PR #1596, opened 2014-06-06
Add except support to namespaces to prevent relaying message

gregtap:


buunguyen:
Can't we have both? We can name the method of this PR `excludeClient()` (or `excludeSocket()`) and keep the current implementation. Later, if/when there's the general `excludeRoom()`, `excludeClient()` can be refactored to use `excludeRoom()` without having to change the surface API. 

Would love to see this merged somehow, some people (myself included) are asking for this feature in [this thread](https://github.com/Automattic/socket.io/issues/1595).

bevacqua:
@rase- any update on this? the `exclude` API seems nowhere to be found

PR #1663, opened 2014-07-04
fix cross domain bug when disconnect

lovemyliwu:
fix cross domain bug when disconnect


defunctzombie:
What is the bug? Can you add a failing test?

◆ ◆ ◆ ◆ ◆ ◆ ◆

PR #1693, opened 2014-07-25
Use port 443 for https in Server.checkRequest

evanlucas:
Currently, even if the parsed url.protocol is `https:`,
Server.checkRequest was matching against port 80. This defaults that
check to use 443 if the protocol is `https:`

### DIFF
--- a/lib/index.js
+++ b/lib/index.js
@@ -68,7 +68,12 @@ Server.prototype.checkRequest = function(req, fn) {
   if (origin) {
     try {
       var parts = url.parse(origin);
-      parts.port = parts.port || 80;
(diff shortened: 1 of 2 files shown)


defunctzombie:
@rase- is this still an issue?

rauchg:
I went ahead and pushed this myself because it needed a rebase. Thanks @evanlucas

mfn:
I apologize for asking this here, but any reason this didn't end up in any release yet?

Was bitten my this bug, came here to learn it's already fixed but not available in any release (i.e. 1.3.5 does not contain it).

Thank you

◆ ◆ ◆ ◆ ◆ ◆ ◆

**Your assignment:** If a line in the records contains the word "checkRequest", copy it out.

**Answer box:**
Use port 443 for https in Server.checkRequest
Server.checkRequest was matching against port 80. This defaults that
@@ -68,7 +68,12 @@ Server.prototype.checkRequest = function(req, fn) {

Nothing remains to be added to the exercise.